Working data section start

PR #1337, opened 2020-01-14
Always include strategies in libFuzzer stats, even if unused.

### LINKED ISSUE #1304: Default values for strategy stats in BigQuery
We used to initialize all strategy columns with 0, but we don't seem to be doing it now, e.g.:

```sql
SELECT
  count(1)
FROM
  `libFuzzer_stats.TestcaseRun`
WHERE
  strategy_dataflow_tracing = 0
  AND timestamp >= 1576195200 /* Dec 13th 00:00 UTC */
  AND timestamp <= 1577059200 /* Dec 23th 00:00 UTC */
```

returns `0`, while

```sql
...
  strategy_dataflow_tracing = 1
...
```

makes it `2,345`, and

```sql
...
  strategy_dataflow_tracing IS NULL
...
```

makes it a large number as well.

Same for e.g. `  strategy_recommended_dict = 0` and likely other strategies.

IMO this is not a big deal, but I'd prefer a default value instead of `NULL`, as it simplifies query writing plus `NULL` works as an indicator that a particular strategy wasn't supported at all. Right now it's indistinguishable whether we do not support a strategy or it just isn't being used.

This also might be the reason why Data Studio charts aren't working //cc @mbarbella-chromium

mbarbella-chromium:
Intended to fix #1304. Max, PTAL when you have time.

### DIFF
--- a/src/python/bot/fuzzers/libFuzzer/engine.py
+++ b/src/python/bot/fuzzers/libFuzzer/engine.py
@@ -292,8 +292,7 @@ class LibFuzzerEngine(engine.Engine):
         stats.parse_performance_features(
             log_lines,
             options.strategies,
-            options.arguments,
-            include_strategies=False))
+            options.arguments))
 
     # Set some initial stat overrides.
     timeout_limit = fuzzer_utils.extract_argument(
--- a/src/python/bot/fuzzers/libFuzzer/engine.py
+++ b/src/python/bot/fuzzers/libFuzzer/engine.py
@@ -289,10 +289,8 @@ class LibFuzzerEngine(engine.Engine):
 
     # Extend parsed stats by additional performance features.
     parsed_stats.update(
-        stats.parse_performance_features(
-            log_lines,
-            options.strategies,
-            options.arguments))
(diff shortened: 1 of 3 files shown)


src/python/bot/fuzzers/libFuzzer/engine.py
```diff
@@ -292,8 +292,7 @@ def fuzz(self, target_path, options, reproducers_dir, max_time):
         stats.parse_performance_features(
             log_lines,
             options.strategies,
-            options.arguments,
-            include_strategies=False))
```
mbarbella-chromium: It's been a while since I've looked at this code and I'm not sure why we explicitly avoided adding strategies here. Any idea why this was added initially or if this would have any negative side-effects that I missed?

Dor1s: turns out @oliverchang and I had a conversion on this: https://github.com/google/clusterfuzz/pull/835/files#r313988491 TL;DR that was a temporary feature

mbarbella-chromium:
Thanks for the review!

PR #1341, opened 2020-01-16
Enable honggfuzz by default in project setup.

oliverchang:


oliverchang:
/gcbrun. TBR for simple change as discussed.

PR #1343, opened 2020-01-16
[fuchsia] Finish corpus pruning support + add tests.

flowerhack:
Corpus pruning already mostly-worked in  Fuchsia by virtue of the
`merge` command being a thing. However, the
sync-files-between-device-and-host step was missing a beat: corpora were
sync'd properly, but "bad units" (crashes, leaks, ooms, etc) weren't
getting pulled down.  (They do get pulled down in `fuzz`, of course, no
fears there.)

This commit pulls down those "bad units", and also adds a test for the
same.

Test can be run locally via:

INTEGRATION=1 FUCHSIA_TESTS=1 python butler.py py_unittest -t core -p "*corpus_pruning*" -u


flowerhack:
@eepeep

src/python/bot/fuzzers/libfuzzer.py
```diff
@@ -617,7 +632,8 @@ def fuzz(self,
     with open(self.fuzzer.logfile) as logfile:
       symbolized_output = logfile.read()
 
-    self._pull_new_corpus_from_target_to_host(corpus_directories)
+    self._pull_new_corpus_from_target_to_host(corpus_directories,
```
oliverchang: Can we move this to before line 631? Then we can get rid of the crash artifact copying logic in `process_logs_and_crash` which is otherwise duplicated.

src/python/tests/core/bot/tasks/corpus_pruning_task_data/fuchsia/AA
```diff
@@ -0,0 +1 @@
+AA
```
oliverchang: nit: add some more duplicates to ensure they get removed? Or are AA and CC expected to reach the same coverage? If they reach the same coverage, let's just make the file contents the same for determinism.

src/python/tests/core/bot/tasks/corpus_pruning_task_test.py
```diff
@@ -94,7 +94,9 @@ def mocked_unpack_seed_corpus_if_needed(*args, **kwargs):
     self.corpus_dir = os.path.join(self.corpus_bucket, 'corpus')
     self.quarantine_dir = os.path.join(self.corpus_bucket, 'quarantine')
     self.shared_corpus_dir = os.path.join(self.corpus_bucket, 'shared')
+    self.fuchsia_corpus_dir = os.path.join(self.corpus_bucket, 'fuchsia')
```
oliverchang: Put these fuchsia specific ones into the fuchsia test subclass.

src/python/tests/core/bot/tasks/corpus_pruning_task_data/fuchsia/AA
flowerhack: huh, while fixing this i noticed something curious!

i would expect AA and CC to reach the same coverage, yes.  but i would *also* expect BB to reach the same coverage.  and yet: when i have (AA1, AA2, H, HI!), i only get *one* corpus unit ("H", as expected), but when i add BB to the mix (e.g. AA1, AA2, B, H, HI!), i get *two* corpus units ("H", "BB").

this is unintuitive and weird and making me wonder if i'm misunderstanding something.  do you have any hunches?  the fuzzer we're using is here: https://fuchsia.googlesource.com/fuchsia/+/refs/heads/master/examples/fuzzer/trap.cc

src/python/tests/core/bot/tasks/corpus_pruning_task_test.py
flowerhack: done!

src/python/tests/core/bot/tasks/corpus_pruning_task_data/fuchsia/AA
oliverchang: As discussed, there may be some non determinism here with the merge algorithm or possibly the target. Let's just go with a simpler input which gives us the expected result.

flowerhack: discussed offline--fixed by just having AA1 and AA2

oliverchang:
/gcbrun. (rebased to fix lint)

PR #1344, opened 2020-01-16
Add an extra layer of line minimization before JS and HTML minimization. 

mpherman2:
Hopefully a fix to the fact that line minimization on bots does not minimize as well as it does locally


src/python/bot/minimizer/html_minimizer.py
```diff
@@ -16,6 +16,7 @@
 from __future__ import absolute_import
 
 from builtins import object
+from builtins import range
```
Dor1s: why is this needed?

mpherman2: The linter said that I needed it.

mbarbella-chromium: More specifically this would be needed to ensure we're using range behavior compatible with Python 3's.

mbarbella-chromium:
Late comment: could you include comments before each of those to explain why we're doing this second pass?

Working data section end

▶ _Exercise_: Where a line of the entries contains "discussed", report that line.

▶ _Response to this task_:
/gcbrun. TBR for simple change as discussed.
oliverchang: As discussed, there may be some non determinism here with the merge algorithm or possibly the target. Let's just go with a simpler input which gives us the expected result.
flowerhack: discussed offline--fixed by just having AA1 and AA2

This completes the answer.